I put up pickles every couple years and the year that I plan to Can, I Plant a BUNCH. Last year I planted 400ft row, this year a few hills. When I plant 400ft I usually pick every day after they really start producing. I usually get 5 to 8, 5gal buckets full. I Can all I want/need for the next couple years, then try giving the rest away. If no one wants any more, I till/disc them in.
If you are limited with space, you can plant alot of hills around your house. In my opinion putting up one or two jars a day is to costly per jar. My big canner will hold 19 pints and it only cost a few more cent(for electric) to can 19 pints as it does to can 2 pints.
You can always ask around with the neighbors about getting some cucumbers from them this year to get enough to can up a pot full at the time.


----------



## VegRN (Jun 23, 2010)

That is an interesting idea, to plant enough to last a couple years. I might have to think about that when I start planning the garden for next spring. This is starting to seem like a full time job! I work as a school nurse, so I get summers off like the teachers do, so at least I am off during the busiest growing/canning season. It is a lot of work but so far a nice payoff.
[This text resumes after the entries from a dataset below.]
PR #3785, opened 2024-08-08
FIX: Re-vendor colorconv from skimage 0.24.0

### LINKED ISSUE #3782: Deprecated numpy functions in vendored colorconv code
The `_colorconv` module (which has been vendored from scikit-image) contains some deprecated numpy calls, which are starting to throw deprecation warnings:

```
/shap/plots/colors/_colorconv.py:819: DeprecationWarning: Converting `np.inexact` or `np.floating` to a dtype is deprecated. The current result is `float64` which is not strictly correct.
  if np.issubdtype(dtype_in, np.dtype(dtype).type):
```

_Originally posted by @jonathanng in https://github.com/shap/shap/issues/3704#issuecomment-2267281086_
            

We could address this by perhaps re-vendoring the relevant functions from a recent release of scikit-image.

connortann:
## Overview

Closes #3782 , fixes numpy deprecation warnings.

Note to reviewers: this PR builds on #3786, which adds supporting tests to ensure the behaviour remains unchanged. ~That PR should probably be reviewed & merged first.~ EDIT: Done.

## Discussion:

Replaces the vendored `_colorconv.py` module from skimage with a fresh copy from a recent release `0.24.0`. This should fix the deprecation warnings from uses of deprecated numpy functions.

### How the code was vendored

I tried to vendor the code in a way that minimised changes from the original package, whilst only including the minimum set of functions that are required for the two functions that we use: `lab2rgb` and `lch2lab`.

I recursively included any objects which were required. I removed any code paths which were unused - for example, handing input data types other than floats.

From the commit history you can see this iterative simplification. First I vendored all relevant functions, and then subsequently removed the unused code paths. We are left with only ~200 LOC.

I decided to enable ruff on this module. It was previously disabled, but it passes on the new module. As we have extracted only a subset of scikit-image, I think the ruff linter is helpful to check that we don't have any undefined objects or other issues.

### Compatibility check

- [x] skimage supports python 3.9+
- [x] skimage supports numpy 1.23+, and the oldest we test against is 1.24

### Test plan

TODO:
- [x] ensure that shap's use of these two functions has appropriate unit tests. Done on #3786
- [x] ensure the numpy deprecation warnings are fixed (1586 warnings -> 960 warnings total! More work to do...)


connortann:
It strikes me that we could probably simplify this a lot further, as there is as lot of unused logic relating to handling different input types that we don't need. A simpler version would be a lot less code and more maintainable.

EDIT: this is now done, we are down to only about 200 LOC.

shap/plots/colors/_colorconv.py
```diff
@@ -1,475 +1,103 @@
...
 # This is a small chunk of code from the skimage package. It is reproduced
-# here because all we need is a couple color conversion routines, and adding
-# all of skimage as dependency is really heavy.
+# here because all we need is a couple color conversion routines (lab2rgb, lch2lab)
+# and adding all of skimage as dependency is really heavy.
 
-# Disable linting on vendored code
-# ruff: noqa
 
 # Copyright (C) 2019, the scikit-image team
```
thatlittleboy: Shall we follow their [LICENSE.txt](https://github.com/scikit-image/scikit-image/blob/main/LICENSE.txt) file?

```suggestion
Copyright: 2009-2022 the scikit-image team
License: BSD-3-Clause
```

thatlittleboy (approved):
Thanks, not much concerns on the vendoring process, just a small comment on the license declaration.

squidward-lacklustre-hooray

shap/plots/colors/_colorconv.py
connortann: Good spot, done. I committed separately to ensure the `#` is retained

DavidRavnsborg:
Really looking forward to this fix in the stable release!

The bread and butter pickles I did last week are quite tasty (although a little soft). 

I am going to try some jalepeno jelly next, that will be my first jelly so we will see how it goes! The learning curve is steep but I am willing to keep trying!


----------



## Our Little Farm (Apr 26, 2010)

Your gas stove should be fine. What kind of canner are you using? 

Many of us plant way more than we would need and put up enough for a whole year or more, until the next harvest. So look out for canning jars on sale, or second hand.
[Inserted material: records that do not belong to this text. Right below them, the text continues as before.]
PR #3787, opened 2024-08-09
MAINT: Switch run_notebooks.yml to use uv

connortann:
Brings this CI workflow in line with how dependencies are installed in the main test suite.


thatlittleboy (approved):
corgi-excited-tippytaps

Good luck with hte jalepeno jelly! 

Oh, and please continue to ask as many questions as you want. It's a learning curve for everyone and one persons mistakes and failures can be rectified on so that another can learn without having to go through it!

We all had to start somewhere.


----------



## VegRN (Jun 23, 2010)

I am using a 7 quart boiling water canner I got at Walmart (not sure of the brand). It had the rack and everything and was about $20. Figured it would get me started. My mom has an old pressure canner she is going to give me but she lives in S. Texas so I have to wait for her to visit or me to get the time for a road trip. 
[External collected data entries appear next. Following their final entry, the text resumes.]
PR #3377, opened 2023-11-02
add waterfall color config for waterfall plot

CloseChoice:
## Overview

Closes #3266 

Description of the changes proposed in this pull request:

I really appreciate the help! Other than the sweet elderly lady in Walmart who saw me buying cans and the canner and asked me what I was canning, there is no one around me to ask my many questions to. She was adorable, she got so excited because she said she loves to see young people get into gardening and preserving because it is such a lost art (I was just thrilled to be called young, LOL!) She insisted on giving me her recipe for bread and butter pickles which turned out to be almost identical to Balls. Very sweet woman.


----------



## mamato3 (Nov 1, 2008)

Hello im new to canning to and im using the water bath you have on a gas stove. Ive put up 4 pints of bread and butter and 3 quart of dill pickles using the ms wages package. Its a learning process im still learning lol. My water bath barley boiled the first time i did it so i left them in for about 20 minutes just to be sure they got god and hot lol. Im starting to get the hang of it. I will be doing blackberry jam in week or 2 just keep trying you will get figure it out.


----------



## Ohio dreamer (Apr 6, 2006)

Water takes a long time to heat. This is my procedure for making pickles:

Fill caner with water and set on heat.
Go pick cucumbers
wash and clean an d cut cucs
make brine
check and see if water is boiling yet!!
Once at a boil assemble jars and put into water.


----------



## Pouncer (Oct 28, 2006)

You aren't doing these pickles in actual cans, are you? Just checking 

I too, put cukes into cold water overnight-but that said, I have no problem leaving them on the plant an extra day or two. Also, check into those Debbie Meyer produce bags. Seems expensive but considering how much fresh fruits and veggies cost here, worth every penny. I have successfully held green beans for four days using those. Um, four days worth of picking every day before I canned them, that is


----------



## margoC (Jul 26, 2007)

VegRN said:


> I use my gas stovetop. I am thinking about getting an electric burner as I have seen recommended on this forum so the weight does not ruin my stove, but I have to get some $$ saved up for it.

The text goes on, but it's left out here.